■ **Problem requirements**
Would you find each line in the entries below with the string "alexrohleder" and copy it?

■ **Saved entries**
#####
PR #267, opened 2022-12-07
V2 sentry

cpvalente:
Adding instrumentation and error reporting ahead of v2 beta testing

### DIFF
--- a/client/package.json
+++ b/client/package.json
@@ -53,6 +53,7 @@
     ]
   },
   "devDependencies": {
+    "@sentry/vite-plugin": "^0.2.4",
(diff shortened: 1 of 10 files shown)


alexrohleder:
> Hi @alexrohleder , v2 is being tested by a few users. getting ready to send to a second group. Have you got experience with sentry?

Hey @cpvalente, I use it in a production project right now. Besides your implementation we have also added a [WebPack plugin that auto-configures the releases](https://docs.sentry.io/platforms/javascript/sourcemaps/uploading/webpack/). On your case you could use the [Vite version](https://docs.sentry.io/platforms/javascript/sourcemaps/uploading/vite/).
#####
■ **Your solution**
alexrohleder:
> Hi @alexrohleder , v2 is being tested by a few users. getting ready to send to a second group. Have you got experience with sentry?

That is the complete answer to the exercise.